The diet thing is cos I'm fed up with carrying about 2 extra stone of "grief" (it's the two stone I put on through comfort eating when George and my Grandad died and I was off work with a broken arm) as it's a bad memory of a bad time. I just want to get back into the jeans I wore when I moved up here and stop my knees aching so much in cold/damp weather. It's getting easier the more I do it, partly cos most of the bad food has gone from my house and also cos I love the fact that eating peanut butter from the jar by the spoonful is sort-of allowed.

I figure two more weeks of being strict will have lost the first stone, then when we fly out to Spain in Sept (which I am sooooooo looking forward to) I can relax for a week. It's all-inclusive too so it would be rude not to drink....

Oh yes, my holiday - Anthony will only let me take three books! How will I cope! I've just read the first Lee Child book and enjoyed it so I plan to make Alf take some of those so I have so extra books. But what should my three be?
Can anyone recommend me a good holiday read?

Monday, August 20, 2007

Gone'd

My ability to blog seems to have vanished into the ether.

I think of something to write about, but when I start to write, it stops.

This is why it has been so quiet and Kimi having a shit has been at the top of my blog for so long.

I am trying to find my blogging ability so some posts should hopefully start appearing again soon.

I hope I find it soon as I have already been spoken to sharply about my lack of posting, and if I don't post soon I am worried that Campbelli will find something to stand on so she can clip me round the ear for not writing.

I go to hunt down inspiration...

Saturday, August 04, 2007

Grand Prix

Gosh I rather dislike that boy (listen to me being good and not swearing like I want to).

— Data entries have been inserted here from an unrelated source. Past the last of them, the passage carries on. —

PR #625, opened 2024-06-25
Ankush/xion wallet

ankush-notifi:
xion-wallet sdk support
https://notifi.atlassian.net/browse/MVP-4964

### DIFF
--- a/packages/notifi-wallet-provider/lib/types.ts
+++ b/packages/notifi-wallet-provider/lib/types.ts
@@ -20,17 +20,27 @@ export type WalletKeysBase = {
   bech32: string;
   base64: string;
   hex: string;
+  granter: string;
+  grantee: string;
+  pubKey: string;
 };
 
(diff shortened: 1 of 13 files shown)


packages/notifi-wallet-provider/lib/types.ts
```diff
@@ -20,17 +20,25 @@ export type WalletKeysBase = {
   bech32: string;
   base64: string;
   hex: string;
+  grantee: string;
```
eric-notifi, line 23: I think we still need to know about the format about the grantee so that we can reuse this field for those upcoming chains potentially.
So, If we can not get to know it now, we might want to put a todo item, something like below.
`//TODO: specifically for Xion now, make it generic pattern, checking the format`

eric-notifi (approved):
Generally LGTM, please check the nit before merging. Thx!

PR #640, opened 2024-07-09
Log Out on Auth Failure

mayuranganesathas:


packages/notifi-frontend-client/lib/client/NotifiFrontendClient.ts
```diff
@@ -361,6 +361,7 @@ export class NotifiFrontendClient {
           authorization = newAuthorization;
         }
       } catch (e: unknown) {
+        await this.logOut();
```
hans-notifi, line 364: I would try to parse the error and see if it's an `AUTH_NOT_AUTHORIZED` error code. We shouldn't be logging out if the API server is unreachable or if an unexpected exception occurs, for example.

packages/notifi-frontend-client/lib/client/NotifiFrontendClient.ts
```diff
@@ -361,6 +361,7 @@ export class NotifiFrontendClient {
           authorization = newAuthorization;
         }
       } catch (e: unknown) {
```
eric-notifi, line 363: As far as I know, This section indicate that the token expired date will be extended while being close to the expired date of jwt. 
A question: wondering if this method is already deprecated and will ALWAYS fail, meaning it will 100% goes into `catch` block? if this is the case, why don't we just simply remove all this `refreshAuthoriztion` related logic (line 353 - 375) and also add some handling logic instead of making it bening  logged out eariler?

hans-notifi: The `refreshAuthorization` method still works perfectly well as of now. It's marked deprecated because we want to slowly move the SDK over to the Initial/Refresh/Normal/Elevated token pattern that I implemented as part of 2FA support in Admin Portal. Once we change _all_ clients to use the new pattern, we can safely delete `refreshAuthorization`.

For your viewing pleasure I bring you Hamilton and Alonso before today's incident...




...and Kimi, being his fabulous self. This one's for Emily:

Friday, August 03, 2007

Book Queries

Books I have been asked for recently:

The Gospel of the Flying Spaghetti Monster (Yes, it's a real book)

That new childrens one about the rubber ducks - not 10 Little Rubber Ducks but Attack of the Unsinkable Rubber Ducks (which is not a childrens book)

The second book by the fridge guy - that'll be this one then.

Today I also had a phone call where I was asked the following:

Caller: I'm looking for a book
Kate: Yes....
C: It's called Downpour.
K: There's nothing coming up, can you give me the authors name.
C: I'll have to spell it, D-W-O-P-S and the first name is Wayne.
K: *sigh*
K: Nothing coming up for that (thinking: but you know that don't you)
C: Can you just repeat the book you're looking for please.
K: *sigh* Downpour by Wayne Dwops.

Then I sighed again, rolled my eyes and hung-up.

It turns out that I was phoned by Scott Mills. Not only that but Emily heard me on the radio. She said it hadn't sounded like me (which is a small bonus I guess).

I'm just doing the listen again thing from his site...

Update! The one that's in todays broadcast isn't me! Yay! That's probably why it didn't sound like me. It was also slightly after 10 that I was phoned which could very well mean that it was either them recording ahead, or some bored student copying the radio.